MATERIAL FOR THIS EXERCISE:
• • • •

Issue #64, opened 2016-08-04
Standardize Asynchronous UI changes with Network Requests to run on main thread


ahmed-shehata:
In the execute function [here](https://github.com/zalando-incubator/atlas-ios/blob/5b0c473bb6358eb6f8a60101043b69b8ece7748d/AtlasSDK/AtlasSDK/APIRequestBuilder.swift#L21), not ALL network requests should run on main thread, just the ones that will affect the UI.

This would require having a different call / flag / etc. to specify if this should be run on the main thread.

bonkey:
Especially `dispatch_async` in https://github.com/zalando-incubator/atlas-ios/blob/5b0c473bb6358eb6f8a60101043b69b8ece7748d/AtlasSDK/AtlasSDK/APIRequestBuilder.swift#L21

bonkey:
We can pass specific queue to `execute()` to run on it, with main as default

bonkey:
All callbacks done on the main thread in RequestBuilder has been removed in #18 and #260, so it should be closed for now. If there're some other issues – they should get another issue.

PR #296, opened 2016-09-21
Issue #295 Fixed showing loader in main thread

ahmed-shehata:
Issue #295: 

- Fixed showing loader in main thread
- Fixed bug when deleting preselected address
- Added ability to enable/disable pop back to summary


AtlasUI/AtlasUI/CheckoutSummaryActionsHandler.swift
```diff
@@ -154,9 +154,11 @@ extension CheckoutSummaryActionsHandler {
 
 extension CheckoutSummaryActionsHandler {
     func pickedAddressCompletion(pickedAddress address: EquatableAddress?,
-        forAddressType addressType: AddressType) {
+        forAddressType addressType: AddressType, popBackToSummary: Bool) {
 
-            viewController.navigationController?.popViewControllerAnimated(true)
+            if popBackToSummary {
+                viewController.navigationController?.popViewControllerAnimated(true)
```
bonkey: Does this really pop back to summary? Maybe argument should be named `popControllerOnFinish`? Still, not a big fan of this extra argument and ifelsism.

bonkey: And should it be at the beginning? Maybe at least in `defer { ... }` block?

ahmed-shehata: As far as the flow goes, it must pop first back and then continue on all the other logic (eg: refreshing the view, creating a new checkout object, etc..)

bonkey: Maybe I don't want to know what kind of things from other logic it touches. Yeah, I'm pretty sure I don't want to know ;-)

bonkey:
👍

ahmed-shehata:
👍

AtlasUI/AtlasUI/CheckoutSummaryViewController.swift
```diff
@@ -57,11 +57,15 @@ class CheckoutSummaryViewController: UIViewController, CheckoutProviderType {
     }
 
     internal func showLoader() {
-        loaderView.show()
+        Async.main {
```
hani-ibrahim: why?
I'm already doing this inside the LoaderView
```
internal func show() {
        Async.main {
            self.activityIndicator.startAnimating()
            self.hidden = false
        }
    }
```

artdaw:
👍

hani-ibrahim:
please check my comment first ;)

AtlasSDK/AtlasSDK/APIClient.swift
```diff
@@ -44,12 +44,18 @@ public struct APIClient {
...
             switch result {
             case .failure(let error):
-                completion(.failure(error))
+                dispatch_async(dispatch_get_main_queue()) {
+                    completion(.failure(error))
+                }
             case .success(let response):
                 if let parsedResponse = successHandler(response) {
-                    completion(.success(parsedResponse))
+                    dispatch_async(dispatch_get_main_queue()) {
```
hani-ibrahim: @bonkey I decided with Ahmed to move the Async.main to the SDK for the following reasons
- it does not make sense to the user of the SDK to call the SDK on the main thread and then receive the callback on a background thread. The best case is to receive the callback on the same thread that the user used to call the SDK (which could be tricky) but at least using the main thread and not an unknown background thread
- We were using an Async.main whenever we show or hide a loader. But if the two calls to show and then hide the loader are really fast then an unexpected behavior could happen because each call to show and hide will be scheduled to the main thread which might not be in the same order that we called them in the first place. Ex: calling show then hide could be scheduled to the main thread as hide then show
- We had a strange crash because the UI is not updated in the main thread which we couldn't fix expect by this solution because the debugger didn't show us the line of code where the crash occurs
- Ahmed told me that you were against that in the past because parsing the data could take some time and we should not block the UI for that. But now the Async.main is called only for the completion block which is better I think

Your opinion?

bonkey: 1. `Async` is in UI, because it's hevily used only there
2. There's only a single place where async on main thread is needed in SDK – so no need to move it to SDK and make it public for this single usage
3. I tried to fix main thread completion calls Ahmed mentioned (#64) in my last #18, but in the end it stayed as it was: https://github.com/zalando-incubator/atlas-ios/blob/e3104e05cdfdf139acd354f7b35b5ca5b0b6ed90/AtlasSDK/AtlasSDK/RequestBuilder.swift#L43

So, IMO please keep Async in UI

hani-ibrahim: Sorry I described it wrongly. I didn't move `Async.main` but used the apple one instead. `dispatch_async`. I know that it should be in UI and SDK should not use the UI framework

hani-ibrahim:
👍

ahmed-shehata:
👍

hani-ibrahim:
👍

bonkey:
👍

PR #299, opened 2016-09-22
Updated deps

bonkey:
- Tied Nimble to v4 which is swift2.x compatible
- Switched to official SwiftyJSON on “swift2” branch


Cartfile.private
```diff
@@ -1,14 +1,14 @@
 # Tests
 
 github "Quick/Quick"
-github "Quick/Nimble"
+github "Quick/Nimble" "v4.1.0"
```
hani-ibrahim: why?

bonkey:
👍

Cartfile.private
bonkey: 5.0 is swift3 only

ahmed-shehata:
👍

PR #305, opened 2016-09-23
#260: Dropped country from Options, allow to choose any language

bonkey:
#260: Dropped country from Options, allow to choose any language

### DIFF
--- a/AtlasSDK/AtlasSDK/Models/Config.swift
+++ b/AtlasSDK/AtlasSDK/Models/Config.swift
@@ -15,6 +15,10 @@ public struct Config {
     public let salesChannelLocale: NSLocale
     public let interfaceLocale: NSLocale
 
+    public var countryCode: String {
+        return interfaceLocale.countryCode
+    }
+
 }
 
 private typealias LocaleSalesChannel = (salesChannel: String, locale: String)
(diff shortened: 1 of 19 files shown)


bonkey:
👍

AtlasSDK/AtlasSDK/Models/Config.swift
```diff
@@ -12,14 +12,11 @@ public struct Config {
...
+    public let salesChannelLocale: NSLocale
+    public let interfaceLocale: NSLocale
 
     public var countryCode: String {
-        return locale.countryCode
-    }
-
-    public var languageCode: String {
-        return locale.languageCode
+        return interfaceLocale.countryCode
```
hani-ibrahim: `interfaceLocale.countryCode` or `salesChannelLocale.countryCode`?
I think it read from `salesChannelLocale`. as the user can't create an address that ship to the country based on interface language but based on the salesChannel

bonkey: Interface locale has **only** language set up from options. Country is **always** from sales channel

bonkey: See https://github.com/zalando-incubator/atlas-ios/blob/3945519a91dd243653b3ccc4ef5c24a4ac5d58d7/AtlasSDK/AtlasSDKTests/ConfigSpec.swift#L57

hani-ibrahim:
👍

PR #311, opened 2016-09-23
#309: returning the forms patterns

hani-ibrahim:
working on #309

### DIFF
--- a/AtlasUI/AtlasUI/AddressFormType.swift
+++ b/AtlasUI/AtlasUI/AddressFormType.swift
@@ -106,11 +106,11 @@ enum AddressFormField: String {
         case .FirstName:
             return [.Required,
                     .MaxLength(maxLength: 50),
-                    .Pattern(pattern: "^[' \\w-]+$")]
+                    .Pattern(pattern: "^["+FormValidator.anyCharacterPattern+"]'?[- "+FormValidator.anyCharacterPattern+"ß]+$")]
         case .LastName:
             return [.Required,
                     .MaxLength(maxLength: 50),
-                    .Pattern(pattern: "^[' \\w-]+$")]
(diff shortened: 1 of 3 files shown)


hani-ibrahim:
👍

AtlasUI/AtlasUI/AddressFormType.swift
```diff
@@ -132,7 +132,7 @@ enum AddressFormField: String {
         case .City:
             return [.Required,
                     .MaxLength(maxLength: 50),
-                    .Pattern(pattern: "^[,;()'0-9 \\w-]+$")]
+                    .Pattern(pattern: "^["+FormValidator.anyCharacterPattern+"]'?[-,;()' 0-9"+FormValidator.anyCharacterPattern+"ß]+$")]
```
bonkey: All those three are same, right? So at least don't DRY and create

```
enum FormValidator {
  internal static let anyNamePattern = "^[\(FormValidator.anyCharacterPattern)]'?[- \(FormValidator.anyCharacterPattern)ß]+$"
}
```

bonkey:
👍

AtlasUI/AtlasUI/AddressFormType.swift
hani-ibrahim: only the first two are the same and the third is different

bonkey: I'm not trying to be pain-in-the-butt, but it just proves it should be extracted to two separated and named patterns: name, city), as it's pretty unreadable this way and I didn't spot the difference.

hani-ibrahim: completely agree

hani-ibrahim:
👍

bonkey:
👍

• • • •

TASK OBJECTIVE: What lines in the material above hold the word "then"? Pull them out.

OUTPUT FOR THIS TASK:
ahmed-shehata: As far as the flow goes, it must pop first back and then continue on all the other logic (eg: refreshing the view, creating a new checkout object, etc..)
- it does not make sense to the user of the SDK to call the SDK on the main thread and then receive the callback on a background thread. The best case is to receive the callback on the same thread that the user used to call the SDK (which could be tricky) but at least using the main thread and not an unknown background thread
- We were using an Async.main whenever we show or hide a loader. But if the two calls to show and then hide the loader are really fast then an unexpected behavior could happen because each call to show and hide will be scheduled to the main thread which might not be in the same order that we called them in the first place. Ex: calling show then hide could be scheduled to the main thread as hide then show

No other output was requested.